La reacción no tardó en emerger; los gaditanos, con AGADEN al frente, se aunaron
en el grito y arremetieron contra las autoridades municipales. El empeño popular
obró el prodigio de la rectificación. El Ayuntamiento decidió poner en la
liberación una vertiente de simpatía, y lo convirtió en "perro indultado"
(privando así a la perrera de su huésped más ilustre). La presión del pueblo
salvó a Canelo del "aislamiento preventivo" y de la guadaña sanitaria.
AGADEN se hizo cargo de él, y tras vacunarlo y desparasitarlo, le arregló la
documentación a fin de que dejara de ser un "sin papeles". Y nuevamente hubo
personas que intentaron adoptarlo. Intentos baldíos, ya que se escapaba y volvía
al sitio; a la atalaya de la expectativa. A él le constaba que su amigo entró
por ahí y por ahí tendría que salir.
El 9 de diciembre de 2002, días antes que el nuevo año desembarcara con sus
campanadas, brindis y alegría, Canelo, ahogado por la espera, cruzó una calle en
pos de un respiro, y la muerte vino a su encuentro montada en el ímpetu
motorizado. En las inmediaciones del Hotel Playa Victoria, el descuido de un
conductor lo descabalgó de la vida. El desaprensivo, al amparo de los reflejos
de la chapa de su automóvil, huyó a ocultarse entre los pliegues del anonimato.
Canelo acabó tumbado, vencido; sintiendo los pulmones en fase decreciente, y
maquillando el rostro del asfalto con su sangre generosa.
La noticia ¡estremeció la ciudad! ¡La mudez se apoderó de las gargantas! Los
niños mordieron sus risas, la actividad arrió banderas, la ambición detuvo los
vaivenes, y el pueblo buscó en los corazones una lágrima de consuelo. En la
atmósfera se palpaba el desgarro del silencio. A los ojos de Cádiz subió la
tristeza, y el pesar congeló todos los gestos; el perro más querido se había
marchado a los puertos del adiós.
Así concluyeron doce años de inútil espera. Doce años consumidos palmo a palmo,
minuto a minuto, mirada a mirada; ensamblando luces y sombras, fríos y calores,
céfiros y tormentas. Canelo, al morir, su postrer pensamiento viajó hasta el
añorado amigo, llevándose cual regalo de despedida, el recuerdo del arrullo de
sus palabras, la tibieza de su mano cariñosa, y el tintineo de su sonrisa.

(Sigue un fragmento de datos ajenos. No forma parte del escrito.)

PR #1146, opened 2024-08-27
consistent registry addresses

mcclurejt:
# Resolved Issues

# Description

- Use CREATE3 to deploy the registry so that we can maintain consistent addresses across all chains

# Review Checklists

be removed.

## [[Reviewer Name]]

- [ ] **Tokens**
              token spend?
- [ ] **Reentrancy**
- [ ] **Gas Optimizations**
          memory variables?
          issues?
- [ ] **Visibility**
- [ ] **Math**
          catch underflows?
- [ ] **Testing**


jrhea (commented):
this lgtm. i'll wait for @jalextowle to give the final approval

contracts/src/factory/HyperdriveCreate3Factory.sol
```diff
@@ -0,0 +1,41 @@
...
+contract HyperdriveCreate3Factory {
+    /// @notice Deploy the contract with the provided creation code to a
+    ///         precomputable address determined by only the deployer address
+    ///         and salt.
+    /// @param _salt Salt to use for the deployment.
+    /// @param _creationCode Creation code of the contract to deploy.
+    function deploy(
+        bytes32 _salt,
+        bytes memory _creationCode
+    ) external payable returns (address deployed) {
```
jalextowle, line 22: To fix the issue that you had with admin controls, let's add a `bytes memory _initializationData` parameter. If this is non-empty, you'll call back into the deployed contract. This will let you update the admin address (for example).

jalextowle (approved):
Nice! LGTM once the initialization logic is updated.

contracts/src/factory/HyperdriveCreate3Factory.sol
```diff
@@ -0,0 +1,41 @@
+// SPDX-License-Identifier: Apache-2.0
+pragma solidity 0.8.22;
+
+import { CREATE3 } from "solmate/utils/CREATE3.sol";
+
+/// @author DELV
+/// @title HyperdriveCreate3Factory
+/// @notice Uses CREATE3 to deploy a contract to a precomputable address that
+///         is only dependent on the deployer's address and the provided salt.
```
jalextowle, line 9: Let's add a `@dev` comment. This kind of deployment isn't suitable for high-volume contracts since it uses a proxy. I'm fine with using it for the registry, but every call will cost an additional 2700+ gas because of the extra call.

La vida de Canelo se escurrió por la estela dibujada con su lealtad, pero nos
dejó lo único que nos podía dejar; un inolvidable mensaje de amor. El olvido no
ha borrado su huella. Su infelicidad permanece engarzada a la memoria de
aquellos que lo amaron. Gente que tránsida de emoción, al pie de la placa
estampó esta leyenda: "A Canelo, que durante 12 años esperó a las puertas del
hospital a su amo fallecido. El pueblo de Cádiz como homenaje a su fidelidad.
-Mayo de 2003".
Este modesto animal, ergo haber vivido en estado de abandono, pasó a ser la musa
de una pléyade de artistas, saltanto de las bellas artes a la música, y de la
música a las letras. Miguel Torres López lo incluyó en su novela "Los que
esperan". Pépin Muriel le dedicó el libro infantil "El perro Canelo". El poeta
Juan Pablo le hizo un poema "A Canelo", al que pertenecen estos versos: "Te
encuentro siempre triste y abatido, pero atento adonde tu mirada alcanza, porque
aún no has perdido la esperanza, ni aceptas que tu amo se haya ido".
Si los deseos tienen alas, mis pensamientos vuelan hacia ese recodo de la
esperanza, donde seguramente están Canelo y su dueño; unidos para siempre en el
abrazo que la felicidad concede a las almas puras.
Ricardo Muñoz José
Reminiscencia elaborada con la historia y las imágenes tomadas de Internet.